Look through the entries for the string "schedule", and copy each line that holds it.

[Stored data]
------------------------------------------------------------
PR #1112, opened 2024-10-03
Make scw block number optional for front-end

codabrink:
We want to make the block number optional for the front-end since it can often be difficult for them and we can easily retrieve the latest number.

To keep the block number optionality close to the surface, I expose the current block number functionality from the scw verifier in the `SmartContractSignatureVerifier` trait, to allow for immediate retrieval near the surface of the request when `block_number` is `None`.


mls_validation_service/src/handlers.rs
```diff
@@ -220,7 +219,7 @@ async fn verify_smart_contract_wallet_signatures(
                         GrpcServerError::Deserialization(DeserializationError::InvalidHash)
                     })?,
                     signature.signature.into(),
-                    Some(BlockNumber::Number(U64::from(signature.block_number))),
+                    None,
```
codabrink, line 222: This might need more thought.

xmtp_id/src/associations/serialization.rs
```diff
@@ -174,7 +174,7 @@ impl TryFrom<SignatureWrapperProto> for UnverifiedSignature {
                 UnverifiedSmartContractWalletSignature::new(
                     sig.signature,
                     sig.account_id.try_into()?,
-                    sig.block_number,
+                    None,
```
codabrink, line 177: Same here.

xmtp_id/src/scw_verifier/chain_rpc_verifier.rs
```diff
@@ -87,14 +87,20 @@ impl SmartContractSignatureVerifier for RpcSmartContractWalletVerifier {
         ];
         let data = constructor.encode_input(code, tokens)?;
         let tx: TypedTransaction = TransactionRequest::new().data(data).into();
-        let block_number = if let Some(number) = block_number {
-            number
-        } else {
-            BlockNumber::Number(self.provider.get_block_number().await?)
+        let block_number = match block_number {
+            Some(bn) => bn,
+            None => BlockNumber::Number(self.current_block_number(&signer).await?),
```
insipx, line 92: why do we need to pass in the signer here?

xmtp_id/src/scw_verifier/chain_rpc_verifier.rs
```diff
@@ -87,14 +87,20 @@ impl SmartContractSignatureVerifier for RpcSmartContractWalletVerifier {
...
         };
         let res = self.provider.call(&tx, Some(block_number.into())).await?;
         Ok(res == Bytes::from_hex("0x01").expect("Hardcoded hex will not fail."))
     }
+
+    async fn current_block_number(&self, _account_id: &AccountId) -> Result<U64, VerifierError> {
```
insipx, line 98: I like this approach, but we shouldn't need the account_id to get a block_number


The block number is independent of any account, although it will differ based on `chain_rpc_url` so I think the rest is correct but we can remove this part

insipx (changes requested):

xmtp_id/src/scw_verifier/chain_rpc_verifier.rs
codabrink: That's how I had it initially, but saw that the account_id is being used to get the appropriate `verifier` [here](https://github.com/xmtp/libxmtp/pull/1112/files#diff-696d43c0087a23db3e463f659837d15a5fedf997f09aaedb9aaa612b9ac5b697R139)

xmtp_id/src/scw_verifier/mod.rs
```diff
@@ -116,16 +121,24 @@ impl SmartContractSignatureVerifier for MultiSmartContractSignatureVerifier {
...
 
         todo!()
     }
+
+    async fn current_block_number(&self, chain_id: &str) -> Result<U64, VerifierError> {
+        let id: u64 = chain_id.parse().unwrap();
+        if let Some(verifier) = self.verifiers.get(&id) {
+            return verifier.current_block_number(chain_id).await;
+        }
+        todo!()
```
insipx, line 142:
```suggestion
```

xmtp_id/src/scw_verifier/mod.rs
```diff
@@ -116,16 +121,27 @@ impl SmartContractSignatureVerifier for MultiSmartContractSignatureVerifier {
...
+                .is_valid_signature(account_id, hash, signature, block_number)
                 .await
                 .unwrap());
         }
 
         todo!()
     }
+
+    async fn current_block_number(&self, chain_id: &str) -> Result<U64, VerifierError> {
+        let id: u64 = chain_id.parse().unwrap();
```
insipx, line 138: Should turn `unwrap` into error here too, any unwrap would crash converse

xmtp_id/src/scw_verifier/mod.rs
```diff
@@ -116,16 +121,27 @@ impl SmartContractSignatureVerifier for MultiSmartContractSignatureVerifier {
         account_id: AccountId,
         hash: [u8; 32],
         signature: Bytes,
-        _block_number: Option<BlockNumber>,
+        block_number: Option<BlockNumber>,
     ) -> Result<bool, VerifierError> {
         let id: u64 = account_id.chain_id.parse().unwrap();
```
insipx, line 126: replace with an error

xmtp_id/src/scw_verifier/mod.rs
```diff
@@ -116,16 +121,27 @@ impl SmartContractSignatureVerifier for MultiSmartContractSignatureVerifier {
...
         if let Some(verifier) = self.verifiers.get(&id) {
             return Ok(verifier
-                .is_valid_signature(account_id, hash, signature, None)
+                .is_valid_signature(account_id, hash, signature, block_number)
                 .await
                 .unwrap());
```
insipx, line 131: Error here too

insipx (approved):

PR #1117, opened 2024-10-04
Repro of max past epochs issue

richardhuaaa:


richardhuaaa:
Merged in https://github.com/xmtp/libxmtp/pull/1120

PR #1119, opened 2024-10-04
Remote signature verifier

codabrink:
Sibling: https://github.com/xmtp/proto/pull/216


xmtp_mls/src/utils/test.rs
```diff
@@ -104,10 +107,11 @@ impl ClientBuilder<TestClient> {
...
     }
 
-    pub async fn local_client(mut self) -> Self {
-        let local_client = <TestClient as XmtpTestClient>::create_local().await;
-        self = self.api_client(local_client);
-        self
+    pub async fn local_client(self) -> Self {
+        self.api_client(<TestClient as XmtpTestClient>::create_local().await)
+            .scw_signature_verifier(MultiSmartContractSignatureVerifier::new_from_file(
+                "chain_urls.json",
```
insipx, line 113: is `chain_urls` going to be in CI or should we use the global constant here

insipx (approved):

insipx:
nice!

xmtp_mls/src/utils/test.rs
codabrink: Either should be good. If it doesn't find the file, it'll just use the default. We can also swap this out for a mock.

PR #1122, opened 2024-10-07
Update WASM bindings

rygine:
# Summary

This PR adds more WASM bindings to match our other bindings. Tests and CI workflows to follow.

### DIFF
--- a/bindings_wasm/src/mls_client.rs
+++ b/bindings_wasm/src/mls_client.rs
@@ -1,41 +1,54 @@
 use js_sys::Uint8Array;
 use std::collections::HashMap;
-use std::sync::Arc;
+use std::sync::{Arc, Mutex};
 use wasm_bindgen::prelude::{wasm_bindgen, JsError};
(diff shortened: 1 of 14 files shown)


bindings_wasm/src/mls_client.rs
```diff
@@ -1,41 +1,54 @@
...
+#[wasm_bindgen(js_name = createClient)]
 pub async fn create_client(
   host: String,
   inbox_id: String,
   account_address: String,
+  db_path: String,
   encryption_key: Option<Uint8Array>,
   history_sync_url: Option<String>,
 ) -> Result<WasmClient, JsError> {
+  xmtp_mls::utils::wasm::init().await;
```
insipx, line 47: we shouldn't include the tracing setup in prod, instead we should come up with some system similar to the `bindings_ffi` to pass a logger from javascript/let the client sdk setup logging by calling the init fn themselves. Could be a good followup issue since it's not necessary yet

PR #1128, opened 2024-10-09
Upgrade default urls to paid/private if appropriate env vars are present

codabrink:
Update MLS validation service to consume env vars from https://github.com/ephemeraHQ/infrastructure/pull/416/files

### DIFF
--- a/xmtp_id/src/scw_verifier/mod.rs
+++ b/xmtp_id/src/scw_verifier/mod.rs
@@ -8,7 +8,13 @@ use ethers::{
     providers::{Http, Provider, ProviderError},
     types::{BlockNumber, Bytes},
 };
-use std::{collections::HashMap, fs, path::Path, str::FromStr};
+use std::{
+    collections::HashMap,
+    env,
+    fs::{self},
+    io,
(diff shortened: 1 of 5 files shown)


xmtp_id/src/scw_verifier/mod.rs
```diff
@@ -87,32 +101,26 @@ impl MultiSmartContractSignatureVerifier {
...
-            })
-            .collect();
+        Ok(Self::new(urls))
+    }
 
-        Self::new(urls)
+    /// Upgrade the default urls to paid/private urls if the env vars are present.
+    pub fn upgrade(mut self) -> Self {
+        self.verifiers.iter_mut().for_each(|(id, verif)| {
+            if let Ok(url) = env::var(format!("CHAIN_RPC_{id}")) {
```
neekolas, line 119: It would be helpful to log if any are missing, so we can't forget to set an environment variable and silently fall back to the defaults.

codabrink: Good point

neekolas (approved):

Issue #1988, opened 2025-05-09
16KB Align Android FFI bindings


nplasterer:
<img width="895" alt="Image" src="https://github.com/user-attachments/assets/f9754b91-0e02-4475-acad-c0700a33772e" />

PR #2009, opened 2025-05-13
16 KB Alignment in Native Libraries

nplasterer:
Fixes https://github.com/xmtp/libxmtp/issues/1988

When compiling a .so library you need to configure the build process to use 16 KB page alignment. Android now flags native libraries that are only aligned to the older 4 KB boundary.


nplasterer:
Confirmed on Android everything is now 16KB!
Screenshot 2025-05-13 at 12 19 08 PM

mchenani (approved):

PR #2019, opened 2025-05-20
Event Tracking Pt. 1, move Archives into it's own crate

codabrink:
### Move archive functionality into dedicated `xmtp_archive` crate and reorganize MLS common types into `xmtp_mls_common` crate
The changes reorganize the codebase by:

* Creating new `xmtp_archive` crate containing archive functionality previously in `xmtp_mls`, including import/export streams, encryption, and backup metadata
* Creating new `xmtp_mls_common` crate containing shared MLS types and constants previously in `xmtp_mls`
* Adding client event tracking system in `xmtp_db` with new `client_events` table and tracking for client builds, intent queuing, and group welcomes
* Moving time constants to `xmtp_common` crate's new `const.rs` module
* Updating import paths across multiple crates to reference types from their new locations

#### 📍Where to Start
Start with the new `xmtp_archive` crate's main entry point in [xmtp_archive/src/lib.rs](https://github.com/xmtp/libxmtp/pull/2019/files#diff-3dd8422e592fea2b7df162cc4d08f9ef775b5030b1d451e1b5ece24142c71598) which defines the public API for the archive functionality.

----

_[Macroscope](https://app.macroscope.com) summarized 1dc8329._


nplasterer (approved):
In favor of pulling archives into it's own crate. Just want to make sure this events table isn't going to slow down any of our calls? You mind bench marking something to make sure writing to this table on certain actions doesn't cause any performance issues?

xmtp_db/src/encrypted_store/client_events.rs
```diff
@@ -0,0 +1,93 @@
...
+#[diesel(primary_key(created_at_ns))]
+pub struct ClientEvents {
+    pub created_at_ns: i64,
+    pub details: serde_json::Value,
+}
+
+impl_store!(ClientEvents, client_events);
+
+impl ClientEvents {
+    pub fn track<C: ConnectionExt>(db: &DbConnection<C>, event: impl AsRef<ClientEvent>) {
```
insipx, line 21: Are these used anywhere yet? 

It would be nice to have a configuration option on the client builder or somewhere where we can enable/disable the stats feature. Sort of like the ApiDebugWrapper for the ApiClient. It probably won't have a huge impact on performance, but it would be nice to have that safety switch that could be useful for benchmarks/etc.

insipx:
more crates good

xmtp_db/src/encrypted_store/client_events.rs
codabrink: Yeah, great callout.  I thought about that last night too. I have a follow-up PR that will add a config.

We track in 3 places right now, client creation, welcomes, and queue intent. Just a start.

insipx (approved):

xmtp_archive/src/importer.rs
```diff
@@ -0,0 +1,101 @@
...
+            if element_len != 0 && this.decoded.len() >= element_len {
+                let decrypted = this
+                    .cipher
+                    .decrypt(&this.nonce, &this.decoded[..element_len])?;
+                let element = BackupElement::decode(&*decrypted);
+                this.decoded.drain(..element_len);
+                return Poll::Ready(Some(element.map_err(ArchiveError::from)));
+            }
+
+            if amount == 0 && this.decoded.is_empty() {
```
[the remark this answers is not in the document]
codabrink: No, we need decoded to also be empty before ending the stream.

PR #2044, opened 2025-05-27
fix hpke error by rotating keys gracefully

mchenani:


xmtp_db/migrations/2025-05-27-201031_add_delete_at_and_rotate_in_to_keys/up.sql
```diff
@@ -0,0 +1,7 @@
+-- Add a column to schedule deletion of key packages
+ALTER TABLE key_package_history
+    ADD COLUMN delete_in BIGINT;
+
+-- Add a column to schedule rotation of key packages
+ALTER TABLE key_package_history
+    ADD COLUMN rotate_in BIGINT;
```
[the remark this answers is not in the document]
insipx: maybe we can rename the identity table to `client_metadata`, which is just a bunch of rows of metadata like identity and the table is constrained to having 1 row

xmtp_db/migrations/2025-05-20-195531_create_stats_table/up.sql
```diff
@@ -1,7 +1,7 @@
 CREATE TABLE events (
     created_at_ns BIGINT NOT NULL,
     group_id BLOB,
-    event String NOT NULL,
+    event TEXT NOT NULL,
```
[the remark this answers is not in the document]
codabrink: This is a typo from an earlier PR that I made that needed to be fixed for migrations to run. It was invalid syntax, so we can be sure nobody ran it.

xmtp_db/migrations/2025-05-27-201031_add_delete_at_and_rotate_in_to_keys/up.sql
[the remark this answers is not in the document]
codabrink: `user_preferences` is more or less the same thing. We could probably merge the two. (In another PR)

xmtp_mls/src/groups/key_package_cleaner_worker.rs
```diff
@@ -0,0 +1,159 @@
...
+
+    /// Check if we need to rotate the keys and upload new keypackage if the las one rotate in has passed
+    async fn rotate_last_key_package_if_needed(&mut self) -> Result<(), KeyPackagesCleanerError> {
+        self.client.rotate_and_upload_key_package(true).await?;
+        Ok(())
+    }
+    
+    async fn run(&mut self) -> Result<(), KeyPackagesCleanerError> {
+        let mut intervals = xmtp_common::time::interval_stream(INTERVAL_DURATION);
+        while (intervals.next().await).is_some() {
```
codabrink, line 153: Can we slow the interval to 5s or maybe 10s?

xmtp_mls/src/groups/key_package_cleaner_worker.rs
```diff
@@ -0,0 +1,159 @@
...
+        Self {
+            client,
+            init: OnceCell::new(),
+        }
+    }
+    pub(crate) fn spawn_worker(mut self) {
+        xmtp_common::spawn(None, async move {
+            let inbox_id = self.client.inbox_id().to_string();
+            let installation_id = hex::encode(self.client.installation_public_key());
+            while let Err(err) = self.run().await {
```
codabrink, line 74: We should abstract this out to a worker struct / trait implementation now that we have the same pattern in 3 places.

xmtp_db/migrations/2025-05-20-195531_create_stats_table/up.sql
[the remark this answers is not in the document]
richardhuaaa: Curious how it passed through CI in that case! But sounds good

xmtp_mls/src/identity.rs
```diff
@@ -572,26 +574,27 @@ impl Identity {
...
+            return Ok(());
+        }
 
         let kp = self.new_key_package(provider)?;
         let kp_bytes = kp.tls_serialize_detached()?;
         let hash_ref = serialize_key_package_hash_ref(&kp, provider.crypto())?;
         let history_id = conn.store_key_package_history_entry(hash_ref.clone())?.id;
+        
         match api_client.upload_key_package(kp_bytes, true).await {
             Ok(()) => {
```
richardhuaaa, line 594: We might need to clear the `rotate_in` here, or we will keep trying to rotate every time

mchenani: I did it in the Ok state, in case of error I think we should keep the rotate_in value to make sure at the next check the worker catch it and rotate the keys.

xmtp_mls/src/groups/key_package_cleaner_worker.rs
codabrink: A window of 5-10s should be fine, yeah? If the user closes the app and comes back in 30 minutes, the kp won't be deleted for 30 minutes.

xmtp_mls/src/groups/key_package_cleaner_worker.rs
```diff
@@ -0,0 +1,165 @@
...
+                tracing::info!("Running worker..");
+                if err.db_needs_connection() {
+                    tracing::warn!(
+                        inbox_id,
+                        installation_id,
+                        "Pool disconnected. task will restart on reconnect"
+                    );
```
richardhuaaa, line 81: @codabrink, what causes the task to restart on reconnect? I notice we break out of the retry loop in this branch. Are we re-creating the client from scratch in that scenario?

richardhuaaa (approved):
So clean and well-tested, well done!

Only some nitpicks left, I'll start working on moving the cursor on HPKE error as a separate PR in parallel to this.

PR #2045, opened 2025-05-28
Prevent concurrent use of identity in xdbg

mkysel:
### Implement thread-safe identity locking mechanism to prevent concurrent use of identity in xdbg message generation
Implements a global locking mechanism using `lazy_static` and `Arc<Mutex<HashMap>>` to ensure each identity can only be used by one worker thread at a time during message generation. The changes include:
------------------------------------------------------------
* Output for this task
+-- Add a column to schedule deletion of key packages
+-- Add a column to schedule rotation of key packages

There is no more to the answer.